* **THE PROBLEM**
Whatever appears in the entries must be given again exactly.

-----

PR #196, opened 2022-07-19
Add webhook actions

Kruhlmann:
Adds two new GitHub actions:

**on_issue**

Triggers a webhook in the Discord server, whenever a new issue is created.

**on_pull_request**

Triggers a webhook in the Discord server, whenever a new pull request is opened on master.

Requires a new secret, `WEBHOOK_URL` (do not append "/github" to the end of the URL, that's done by the action by default).

### DIFF
--- a/.github/workflows/on_issue.yml
+++ b/.github/workflows/on_issue.yml
@@ -8,5 +8,8 @@ jobs:
     steps:
       - name: Send webhook
         uses: Ilshidur/action-discord@master
+        continue-on-error: true
         env:
           DISCORD_WEBHOOK: ${{ secrets.WEBHOOK_URL }}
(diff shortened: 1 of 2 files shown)


jimmyt857:
To clarify, should this be merged? Or are we still waiting for something?

Kruhlmann:
PRs should not depend on the webhook action to succeed in order to merge. We still need to ignore it the PR checks. I'll have a look at that.

Kruhlmann:
Since the webhook only triggers whenver a new PR is opened we won't be able to see it here. I've added `continue_on_error: true` to the step and added another, which simply exits with `0`. This should stop the action from blocking PRs from foreign branches.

-----

* **TASK RESPONSE**
PR #196, opened 2022-07-19
Add webhook actions

Kruhlmann:
Adds two new GitHub actions:

**on_issue**

Triggers a webhook in the Discord server, whenever a new issue is created.

**on_pull_request**

Triggers a webhook in the Discord server, whenever a new pull request is opened on master.

Requires a new secret, `WEBHOOK_URL` (do not append "/github" to the end of the URL, that's done by the action by default).

### DIFF
--- a/.github/workflows/on_issue.yml
+++ b/.github/workflows/on_issue.yml
@@ -8,5 +8,8 @@ jobs:
     steps:
       - name: Send webhook
         uses: Ilshidur/action-discord@master
+        continue-on-error: true
         env:
           DISCORD_WEBHOOK: ${{ secrets.WEBHOOK_URL }}
(diff shortened: 1 of 2 files shown)


jimmyt857:
To clarify, should this be merged? Or are we still waiting for something?

Kruhlmann:
PRs should not depend on the webhook action to succeed in order to merge. We still need to ignore it the PR checks. I'll have a look at that.

Kruhlmann:
Since the webhook only triggers whenver a new PR is opened we won't be able to see it here. I've added `continue_on_error: true` to the step and added another, which simply exits with `0`. This should stop the action from blocking PRs from foreign branches.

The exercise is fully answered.